An independent oversight board that reviews Meta’s content moderation decisions recommended that the company revise its cross-check program, and the company agreed — sort of.
The Oversight Board, the “independent body” that reviews Meta’s content moderation decisions, issued 32 recommendations for changes to the program, which places content from “high-profile” users in a moderation queue separate from the automated one used by the company for normies. Rather than being removed, flagged content from public figures such as politicians, celebrities, and athletes is kept up “pending further human review.”

The Board’s investigation was prompted by a 2021 Wall Street Journal article(Opens in a new tab) that examined the exempted. The board acknowledged the inherent challenges of moderating content at scale in their decision, saying that while “a content review system should treat all users fairly,” the program faces “broader challenges in moderating immense volumes of content.”
For example, at the time of the request, they say Meta was performing such a high volume of daily moderation attempts — about 100 million — that even “99% accuracy would result in one million mistakes per day.

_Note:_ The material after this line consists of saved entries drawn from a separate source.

Issue #2440, opened 2022-04-08
Add Orientation Sensor support


MrFr33man123:
**Describe the solution you'd like**
An extra Sensor that is made avaliable. 
It should output an orientation like face down, face up, horizontal, and so on like a dice. 

**Describe alternatives you've considered, if any**
Alternative i think one could give the raw degree angles for each axis. XYZ
But it would be a pain to use. 

**Additional context**
Example: You want to Automate something that is only Triggered if you wake up at night. if state was face up and charging and between 10pm and 5am(you where probably asleep) then turn on some light in nightlight mode. 

Or in the Car if connected to specific Bluetooth device and upright orientation (phone holder) + leaving home zone
=> send notification to partner phone with text "I'am leaving"

dshokouhi:
So looking more into this request. I think we can get by with reporting the rotation angle of the device that can translate to portrait/landscape based on the 4 data points (0, 90, 180, 270). The other part of this request should be doable already. The proximity sensor should be able to tell the user if something is blocking the sensor or not so on a flat surface that can determine if its laying face down or not. Might be a bit of a stretch, if that is not good enough here then yes we will be needing to create a sensor with raw values from the accelerometer so the user can translate them for their own use case.

tschaedi:
Any update on this?
I'm interested in this new sensor, too. This would me allow to make the Tasker App obsolete, which I use for updating the device orientation. My use case is similar to the above use case. I bring my phone(s) and the lighting in house to "sleep mode" if after 10pm and phone is charging and face down.

Hish15:
I would use this to give more power to NFC tags. Here is an example: 
To control a motorized blind, scanning the NFC tag with the phone upward make it go up, and downward make it go down.

dshokouhi:
Hey guys I have a submitted a PR adding 3 sensors containing the requested data. It would be great to get some end user testing on this to make sure it works as one would expect. In particular if anyone has a foldable to test on that would be great.

You can grab the debug APK from the artifact in https://github.com/home-assistant/android/actions/runs/10854606133

Extract the file and install the full or minimal debug APK. This will install side by side production, the app will have an easy identifiable red icon. I recommend using a unique device name to easily delete after the test.

The 3 sensors:

- Orientation of the device screen (should update immediately when the screen is on and orientation updates)
[...]

PR #4634, opened 2024-09-13
Add 2 different display sensors around various screen states

dshokouhi:
## Summary

Fixes: #2440 by adding 2 different sensors to capture the various states.

- Orientation sensor - Displays orientation typically portrait vs landscape
- Rotation sensor - Displays device rotation degree angle based on the natural orientation (i.e. a phone will be portrait 0 while a tablet will be landscape 0)

2 different sensors because the states can all be independent of each other.

Originally I tried to be fancy with reverse portrait states however I realized the angles are dependent on the device in question and theres too much for account for when you consider all the different types of screens like on a watch, car etc...

The intent that is added only fires while the screen is on and if the screen has to redraw teh UI so battery impact is very minimal  here.

## Screenshots

image

Documentation: home-assistant/companion.home-assistant#1102

### DIFF
--- a/app/src/main/java/io/homeassistant/companion/android/HomeAssistantApplication.kt
+++ b/app/src/main/java/io/homeassistant/companion/android/HomeAssistantApplication.kt
@@ -279,7 +279,7 @@ open class HomeAssistantApplication : Application() {
             this,
             sensorReceiver,
             IntentFilter(Intent.ACTION_CONFIGURATION_CHANGED),
-            ContextCompat.RECEIVER_NOT_EXPORTED
+            ContextCompat.RECEIVER_EXPORTED
         )
 
         // Update widgets when the screen turns on, updates are skipped if widgets were not added
--- a/app/src/main/java/io/homeassistant/companion/android/HomeAssistantApplication.kt
+++ b/app/src/main/java/io/homeassistant/companion/android/HomeAssistantApplication.kt
@@ -274,6 +274,14 @@ open class HomeAssistantApplication : Application() {
             )
         }
 
+        // Register for changes to the configuration
+        ContextCompat.registerReceiver(
+            this,
+            sensorReceiver,
+            IntentFilter(Intent.ACTION_CONFIGURATION_CHANGED),
+            ContextCompat.RECEIVER_NOT_EXPORTED
+        )
+
         // Update widgets when the screen turns on, updates are skipped if widgets were not added
         val buttonWidget = ButtonWidget()
         val entityWidget = EntityWidget()
--- a/common/src/main/java/io/homeassistant/companion/android/common/sensors/DisplaySensorManager.kt
+++ b/common/src/main/java/io/homeassistant/companion/android/common/sensors/DisplaySensorManager.kt
@@ -201,15 +201,19 @@ class DisplaySensorManager : SensorManager, SensorEventListener {
 
         val display = getRotationString(dm.getDisplay(Display.DEFAULT_DISPLAY).rotation)
 
-        val hasMultipleDisplays = dm.displays.size > 1
         val multiple = dm.displays.associate { it.name to getRotationString(it.rotation) }
-
+        val possibleStates = listOf("0", "90", "180", "270")
+        val attrs = if (dm.displays.size > 1) {
+            multiple.plus("options" to possibleStates)
+        } else {
+            mapOf("options" to possibleStates)
+        }
         onSensorUpdated(
             context,
             screenRotation,
             display,
             screenRotation.statelessIcon,
-            if (hasMultipleDisplays) multiple else mapOf()
+            attrs
         )
     }
 
--- a/common/src/main/java/io/homeassistant/companion/android/common/sensors/DisplaySensorManager.kt
+++ b/common/src/main/java/io/homeassistant/companion/android/common/sensors/DisplaySensorManager.kt
@@ -61,13 +61,13 @@ class DisplaySensorManager : SensorManager, SensorEventListener {
             unitOfMeasurement = "°"
         )
 
-        val isFaceDown = SensorManager.BasicSensor(
-            "is_face_down",
-            "binary_sensor",
-            commonR.string.sensor_name_is_face_down,
-            commonR.string.sensor_description_is_face_down,
+        val isFaceDownOrUp = SensorManager.BasicSensor(
+            "is_face_down_or_up",
+            "sensor",
+            commonR.string.sensor_name_is_face_down_or_up,
+            commonR.string.sensor_description_is_face_down_or_up,
             "mdi:hand-pointing-down",
-            docsLink = "https://companion.home-assistant.io/docs/core/sensors#is-face-down-sensor"
+            docsLink = "https://companion.home-assistant.io/docs/core/sensors#is-face-down-or-up-sensor"
         )
     }
     override val name: Int
@@ -76,7 +76,7 @@ class DisplaySensorManager : SensorManager, SensorEventListener {
     override suspend fun getAvailableSensors(context: Context): List<SensorManager.BasicSensor> {
         hasAccelerometer = context.packageManager.hasSystemFeature(FEATURE_SENSOR_ACCELEROMETER)
         return if (hasAccelerometer) {
-            listOf(screenBrightness, screenOffTimeout, screenOrientation, screenRotation, isFaceDown)
+            listOf(screenBrightness, screenOffTimeout, screenOrientation, screenRotation, isFaceDownOrUp)
         } else {
             listOf(screenBrightness, screenOffTimeout, screenOrientation, screenRotation)
         }
@@ -102,7 +102,7 @@ class DisplaySensorManager : SensorManager, SensorEventListener {
         updateScreenOrientation(context)
         updateScreenRotation(context)
         if (hasAccelerometer) {
-            updateIsFaceDown(context)
+            updateIsFaceDownOrUp(context)
         }
     }
 
@@ -217,8 +217,8 @@ class DisplaySensorManager : SensorManager, SensorEventListener {
         )
     }
 
-    private fun updateIsFaceDown(context: Context) {
-        if (!isEnabled(context, isFaceDown)) {
+    private fun updateIsFaceDownOrUp(context: Context) {
+        if (!isEnabled(context, isFaceDownOrUp)) {
             return
         }
         val now = System.currentTimeMillis()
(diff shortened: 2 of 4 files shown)


common/src/main/java/io/homeassistant/companion/android/common/sensors/DisplaySensorManager.kt
```diff
@@ -98,4 +149,104 @@ class DisplaySensorManager : SensorManager {
...
+            listenerLastRegistered = now.toInt()
+        }
+    }
+
+    override fun onSensorChanged(event: SensorEvent?) {
+        if (event?.sensor?.type == Sensor.TYPE_ACCELEROMETER) {
+            onSensorUpdated(
+                latestContext,
+                isFaceDown,
+                event.values[2] < -9,
```
jpelgrom, line 238: So I think this is from [here](https://developer.android.com/reference/android/hardware/SensorEvent#values) and inverted for the flat on the table example? I think it might be helpful to add a note here why this value is set 😅

common/src/main/res/values/strings.xml
```diff
@@ -1283,4 +1283,10 @@
     <string name="basic_sensor_name_sim_1_data_network_type">Data network type (SIM 1)</string>
     <string name="basic_sensor_name_sim_2_data_network_type">Data network type (SIM 2)</string>
     <string name="sensor_description_data_network_type">The radio technology (network type) currently in use on the device for data transmission</string>
+    <string name="sensor_name_screen_orientation">Screen Orientation</string>
```
jpelgrom, line 1286: Sensor names should use sentence case ;)

(also for the next two)

common/src/main/java/io/homeassistant/companion/android/common/sensors/DisplaySensorManager.kt
```diff
@@ -26,23 +37,63 @@ class DisplaySensorManager : SensorManager {
...
+        )
+
+        val screenRotation = SensorManager.BasicSensor(
+            "screen_rotation",
+            "sensor",
+            commonR.string.sensor_name_screen_rotation,
+            commonR.string.sensor_description_screen_rotation,
+            "mdi:screen-rotation",
+            docsLink = "https://companion.home-assistant.io/docs/core/sensors#screen-rotation-sensor",
+            updateType = SensorManager.BasicSensor.UpdateType.INTENT
```
jpelgrom, line 58: This feels misleading to me, as it only updates when the rotation changes so much that the orientation changes. Slightly rotating the device like a compass or level doesn't result in sensor updates for every degree (which would be a bad idea, as it would be updating nonstop).

common/src/main/java/io/homeassistant/companion/android/common/sensors/DisplaySensorManager.kt
```diff
@@ -98,4 +149,104 @@ class DisplaySensorManager : SensorManager {
...
+
+    private fun updateScreenRotation(context: Context) {
+        if (!isEnabled(context, screenRotation)) {
+            return
+        }
+
+        val wm = context.getSystemService(Context.WINDOW_SERVICE) as WindowManager
+
+        @Suppress("DEPRECATION")
+        val display = when (wm.defaultDisplay.rotation) {
```
jpelgrom, line 191: This is deprecated which makes me wonder: what is the default display on a foldable? When folded open is it landscape or portrait and if it is landscape would you expect to still see portrait because the cover display hasn't rotated?

jpelgrom (commented):
Haven't tested this yet, but how do the values hold up over time when they are updated in the background?

Is it a good idea to ask the users of the original request to test whether it solves their issue?

dshokouhi:
Placing in draft while working out some more specifics in the PR, this also needs testing on other devices as mentioned and also by end users who requested the sensor(s)

common/src/main/java/io/homeassistant/companion/android/common/sensors/DisplaySensorManager.kt
dshokouhi: Latest commit will no longer use this deprecated method, instead the state of the sensor will always be of the default display. There will be an attribute for rotation angle of additional displays on those devices.

dshokouhi:
> Haven't tested this yet, but how do the values hold up over time when they are updated in the background?

in my extensive testing they work well but like other sensors require the app to run in the background to get timely updates

this still needs testing especially from a foldable device

dshokouhi:
Testing on a foldable works as expected! All states update as we expect. Marking as ready for review, have not heard back from end user but I dont think it should hold this up.

common/src/main/java/io/homeassistant/companion/android/common/sensors/DisplaySensorManager.kt
```diff
@@ -98,4 +159,110 @@ class DisplaySensorManager : SensorManager {
...
+        }
+
+        @Suppress("DEPRECATION")
+        val orientation = when (context.resources.configuration.orientation) {
+            Configuration.ORIENTATION_PORTRAIT -> "portrait"
+            Configuration.ORIENTATION_LANDSCAPE -> "landscape"
+            Configuration.ORIENTATION_SQUARE -> "square"
+            Configuration.ORIENTATION_UNDEFINED -> STATE_UNKNOWN
+            else -> STATE_UNKNOWN
+        }
```
jpelgrom, line 175: I believe we should add these possible states as an `options` attribute to help with automation editing

common/src/main/java/io/homeassistant/companion/android/common/sensors/DisplaySensorManager.kt
```diff
@@ -98,4 +159,110 @@ class DisplaySensorManager : SensorManager {
             mapOf()
         )
     }
+
+    private fun updateScreenOrientation(context: Context) {
+        if (!isEnabled(context, screenOrientation)) {
+            return
+        }
+
+        @Suppress("DEPRECATION")
```
jpelgrom, line 168: I hadn't looked at the docs yet, but now I did and it [literally says](https://developer.android.com/reference/kotlin/android/view/Display.html?hl=en#getorientation): "Deprecated: use getRotation" since forever (API 15). Is it really useful to have both then? Yes they are technically different but orientation seems mostly like a convenient way to know that 0 = portrait/landscape which the user will almost certainly already know.

common/src/main/java/io/homeassistant/companion/android/common/sensors/DisplaySensorManager.kt
```diff
@@ -98,4 +159,110 @@ class DisplaySensorManager : SensorManager {
...
+        val orientation = when (context.resources.configuration.orientation) {
+            Configuration.ORIENTATION_PORTRAIT -> "portrait"
+            Configuration.ORIENTATION_LANDSCAPE -> "landscape"
+            Configuration.ORIENTATION_SQUARE -> "square"
+            Configuration.ORIENTATION_UNDEFINED -> STATE_UNKNOWN
+            else -> STATE_UNKNOWN
+        }
+
+        val icon = when (orientation) {
+            "portrait" -> "mdi:phone-rotate-portrait"
```
jpelgrom, line 178: This is the icon to rotate from landscape to portrait, not sure about the fit 🤔

jpelgrom (commented):
Positively surprised by how well the face down sensor is working (even if it did get stuck once)!

common/src/main/java/io/homeassistant/companion/android/common/sensors/DisplaySensorManager.kt
dshokouhi: no this deprecation is for the square display type lol https://developer.android.com/reference/android/content/res/Configuration.html#ORIENTATION_SQUARE

I had removed teh rotation one already in a previous commit :)

the actual API used is not deprecated :)
https://developer.android.com/reference/android/content/res/Configuration.html#orientation

> Is it really useful to have both then?

its to help differentiate between reverse landscape/portrait which are not real states but still a different orientation, the original request wanted to know if the device is horizontal and this should help with that and additional states.

common/src/main/java/io/homeassistant/companion/android/common/sensors/DisplaySensorManager.kt
dshokouhi: yes the icons were not easy to pick, originally I had `crop-portrait` but this looked more fun lol

common/src/main/java/io/homeassistant/companion/android/common/sensors/DisplaySensorManager.kt
jpelgrom: Oops my bad for mixing it up, sorry.

> its to help differentiate between reverse landscape/portrait which are not real states but still a different orientation, the original request wanted to know if the device is horizontal and this should help with that and additional states.

So a convenience, but not for the original request :)

Horizontal is not a state we provide so you still have to determine if that is landscape/portrait/0/90/180/270 yourself. The only state you cannot determine from rotation is 'square' but the docs say that isn't used anymore on APIs the app supports.

common/src/main/java/io/homeassistant/companion/android/common/sensors/DisplaySensorManager.kt
jpelgrom: When quickly looking at it the icons seem identical but I recognize how hard it is. I was thinking about `tablet` for landscape, `cellphone` for portrait for a while but the screen aspect ratios don't match unfortunately.

common/src/main/java/io/homeassistant/companion/android/common/sensors/DisplaySensorManager.kt
dshokouhi: yea the angles are device dependent so they will vary from tablet to phone in this case so I figured best to leave it in their hands to determine what to do. The square one is weird but doesnt surprise me if a device like NS panel pro has it lol

common/src/main/java/io/homeassistant/companion/android/common/sensors/DisplaySensorManager.kt
dshokouhi: yea this one wasnt easy based on the current available options lol

dshokouhi: Maybe this could be good to leave as is in case another contributor has a better idea? Picking icons and naming things are usually the most thought driven part of PRs like this :)

dshokouhi:
added possible states to rotation sensor based on [user feedback](https://github.com/home-assistant/android/issues/2440#issuecomment-2358235615) to help make it more clear

dshokouhi:
I have updated the face down sensor logic ad name, I am honestly not sure what to name or even if it should belong under the display sensors. I originally had it under display sensors because the state is relative to the screen. I am not sure if "position" is an appropriate sensor name but I do see value in having various states like up or down to determine the display position. I opted to add attributes as well in case we find additional states to use. In that case the current name makes no sense. I am also ok with removing for now but the coolness factor of the data is holding me back 🤓

dshokouhi:
i am going to remove teh face up/down sensor for now as it needs more thought about how to best handle it and the different states that may be useful

app/src/main/java/io/homeassistant/companion/android/HomeAssistantApplication.kt
```diff
@@ -274,6 +274,14 @@ open class HomeAssistantApplication : Application() {
             )
         }
 
+        // Register for changes to the configuration
+        ContextCompat.registerReceiver(
+            this,
+            sensorReceiver,
+            IntentFilter(Intent.ACTION_CONFIGURATION_CHANGED),
+            ContextCompat.RECEIVER_NOT_EXPORTED
```
jpelgrom, line 282: Do you want to update this with the changes in #4661?

dshokouhi: hah good catch! yes indeed :)

jpelgrom (approved):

Nonetheless, the Board claims that the cross-check program was “more directly structured to satisfy business concerns” rather than “advancing Meta’s human rights commitments.”
Meta agreed to implement 11 of the 32 suggestions made by the Board to amend the cross-check program, partially implement 15, continue to assess the feasibility of one, and take no further action on the remaining five. In an updated blog post(Opens in a new tab) published on Friday, the company stated that it would make the program “more transparent through regular reporting,” as well as fine-tune the program’s eligibility criteria to “better account for human rights interests and equity.” In addition, the company will update operational systems to reduce the backlog of review requests, implying that harmful content will be reviewed and removed more quickly.
Meta’s pledges to address the serious structural challenges inherent to its cross-check program are a landmark moment. https://t.co/j0uEisW7Ot
— Oversight Board (@OversightBoard) March 3, 2023
In a Twitter thread(Opens in a new tab), the Board stated that the changes “could render Meta’s approach to mistake prevention more fair, credible, and legitimate,” but that “several aspects of Meta’s response haven’t gone as far as we recommended to achieve a more transparent and equitable system.”